Recently Yoav Goldberg had a famous blog rant. I appreciate his concern, because the situation is game-theoretically dangerous: any individual researcher receives a benefit for aggressively positioning their work (as early as possible), but the field as a whole risks another AI winter as rhetoric and reality become increasingly divergent. Yoav’s solution is to incorporate public shaming in order to align local incentives with aggregate outcomes (c.f., reward shaping).
I feel there is a better way, as exemplified by a recent paper by Jia and Liang. In this paper the authors corrupt the SQUAD dataset with distractor sentences which have no effect on human performance, but which radically degrade the performance of the systems on the leaderboard. This reminds me of work by Paperno et. al. on a paragraph completion task which humans perform with high skill and for which all state of the art NLP approaches fail miserably. Both of these works clearly indicate that our current automatic systems only bear a superficial (albeit economically valuable) resemblance to humans.
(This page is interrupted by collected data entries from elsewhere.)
PR #2376, opened 2025-03-24
DOC: Correct information about MPI requirements and fix example in daal4py

david-cortes-intel:
## Description

The docs for SPMD mode of daal4py have some issues which this PR fixes:
* They mention MPI not being required, but this is incorrect - SPMD mode only works through MPI (e.g. no dask). I guess it meant to say that "mpi4py" is not required given the contents of the next paragraphs, which is more reasonable.
* The code snippet it gives is incorrect - e.g. it doesn't add the process ID to the file name from where it loads things.
* It doesn't mention the requirements on MPI software.

Note that this change unfortunately won't reach the deployed docs under github pages for the old domain.

---

**Testing**

**Performance**

Not applicable.

### DIFF
--- a/doc/daal4py/scaling.rst
+++ b/doc/daal4py/scaling.rst
@@ -23,10 +23,7 @@ Scaling on Distributed Memory (Multiprocessing)
 It's Easy
 ---------
 daal4py operates in SPMD style (Single Program Multiple Data), which means your
-program is executed on several processes (e.g. similar to MPI).  The use of MPI is
-not required for daal4py's SPMD-mode to work, all necessary communication and
-synchronization happens under the hood of daal4py. It is possible to use daal4py and
-mpi4py in the same program, though.
+program is executed on several processes, using MPI, optionally aided by ``mpi4py``.
 
 Only very minimal changes are needed to your daal4py code to allow daal4py to
 run on a cluster of workstations. Initialize the distribution engine::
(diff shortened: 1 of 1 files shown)


doc/daal4py/scaling.rst
```diff
@@ -54,19 +53,18 @@ Finally stop the distribution engine::
...
   daalfini()
 
 To actually get it executed on several processes use standard MPI mechanics,
 like::
 
   mpirun -n 4 python ./kmeans.py
 
-The binaries provided by Intel use the Intel® MPI library, but
-daal4py can also be compiled for any other MPI implementation.
+.. important:: SPMD mode will only work with the same MPI library with which ``daal4py`` was compiled. PyPI and conda distributions of ``daal4py`` both are built with Intel's MPI as backend (package ``impi_rt``), and will thus not work under other MPI libraries such as OpenMPI. Using SPMD mode with OpenMPI requires building ``daal4py`` from source with that library as backend. Same requirement applies to ``mpi4py`` (must be built with the same backend as ``daal4py``) if using it for SMPD mode. Note that using an incompatible MPI library will not result in an explicit error, but will rather result in all processes running separately as the first rank without any communication, thereby producing incorrect results.
```
icfaust, line 67:
```suggestion
.. important:: SPMD mode will only work with the same MPI library with which ``daal4py`` was compiled. PyPI and conda distributions of ``daal4py`` both are built with Intel's MPI as backend (package ``impi_rt``), and will thus not work under other MPI libraries such as OpenMPI. Using SPMD mode with OpenMPI requires building ``daal4py`` from source with that library as backend. The same requirement applies to ``mpi4py`` (must be built with the same backend as ``daal4py``) if using it for SMPD mode. Note that using an incompatible MPI library will not result in an explicit error, but will rather result in all processes running separately as the first rank without any communication, thereby producing incorrect results.
```

icfaust (approved):
small correction, otherwise good to go.

PR #2386, opened 2025-03-27
FIX: Fix incorrect scale of base_score being used for XGB regression objectives

david-cortes-intel:
## Description

This PR fixes an issue with the daal4py model builders using the intercepts from XGBoost models incorrectly when it comes to regression models that have a link function, such as Poisson or Gamma.

Compared to the other GBT libraries supported by model builders, XGBoost has a 'base_score' field which is in the scale of the response variable (i.e. inverse link function is applied to it), but the model builders assume that the intercept is on the link scale, so predictions will be wrong when there is a non-identity link function.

This approach to honest self-assessment of our capabilities is not only more scholarly, but also more productive, as it provides concrete tasks to consider. At minimum, this will result in improved technological artifacts. Furthermore iterating this kind of goal-setting-and-goal-solving procedure many many times might eventually lead to something worthy of the moniker Artificial Intelligence.
(You might argue that the Yoav Goldberg strategy is more entertaining, but the high from the Yoav Goldberg way is a “quick hit”, whereas having a hard task to think about has a lot of “replay value”.)